▸ What is needed
Print, please, the line that contains "In scope information" and each line after it to the end of the entries, unchanged and with nothing else.

▸ Extracted material
BEGIN

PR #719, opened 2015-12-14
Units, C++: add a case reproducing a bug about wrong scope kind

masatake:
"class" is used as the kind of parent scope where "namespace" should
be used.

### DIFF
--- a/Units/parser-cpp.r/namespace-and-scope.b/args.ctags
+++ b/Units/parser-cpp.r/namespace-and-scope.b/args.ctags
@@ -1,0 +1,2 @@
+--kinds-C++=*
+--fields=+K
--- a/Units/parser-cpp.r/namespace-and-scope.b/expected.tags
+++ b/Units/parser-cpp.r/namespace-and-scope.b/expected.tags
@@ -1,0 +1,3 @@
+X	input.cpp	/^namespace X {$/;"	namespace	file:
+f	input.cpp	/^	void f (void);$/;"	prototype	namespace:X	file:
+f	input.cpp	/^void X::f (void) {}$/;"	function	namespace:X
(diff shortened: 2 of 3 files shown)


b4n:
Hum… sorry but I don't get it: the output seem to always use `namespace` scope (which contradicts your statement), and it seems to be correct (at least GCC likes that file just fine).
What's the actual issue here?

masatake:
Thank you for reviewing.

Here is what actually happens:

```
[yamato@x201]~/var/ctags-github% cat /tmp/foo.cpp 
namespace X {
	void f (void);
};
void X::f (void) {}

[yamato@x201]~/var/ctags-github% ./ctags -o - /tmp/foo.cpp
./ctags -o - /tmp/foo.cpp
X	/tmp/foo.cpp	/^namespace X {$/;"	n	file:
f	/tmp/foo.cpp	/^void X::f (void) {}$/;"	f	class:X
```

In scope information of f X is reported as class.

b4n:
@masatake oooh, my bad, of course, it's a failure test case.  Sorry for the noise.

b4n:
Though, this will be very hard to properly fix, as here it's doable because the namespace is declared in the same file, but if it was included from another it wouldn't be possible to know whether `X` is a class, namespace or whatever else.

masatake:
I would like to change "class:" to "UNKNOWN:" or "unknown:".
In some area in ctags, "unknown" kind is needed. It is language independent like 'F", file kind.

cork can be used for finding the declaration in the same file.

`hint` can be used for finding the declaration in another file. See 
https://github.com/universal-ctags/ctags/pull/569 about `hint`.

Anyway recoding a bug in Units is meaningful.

END

▸ Answer to the problem
In scope information of f X is reported as class.

b4n:
@masatake oooh, my bad, of course, it's a failure test case.  Sorry for the noise.

b4n:
Though, this will be very hard to properly fix, as here it's doable because the namespace is declared in the same file, but if it was included from another it wouldn't be possible to know whether `X` is a class, namespace or whatever else.

masatake:
I would like to change "class:" to "UNKNOWN:" or "unknown:".
In some area in ctags, "unknown" kind is needed. It is language independent like 'F", file kind.

cork can be used for finding the declaration in the same file.

`hint` can be used for finding the declaration in another file. See 
https://github.com/universal-ctags/ctags/pull/569 about `hint`.

Anyway recoding a bug in Units is meaningful.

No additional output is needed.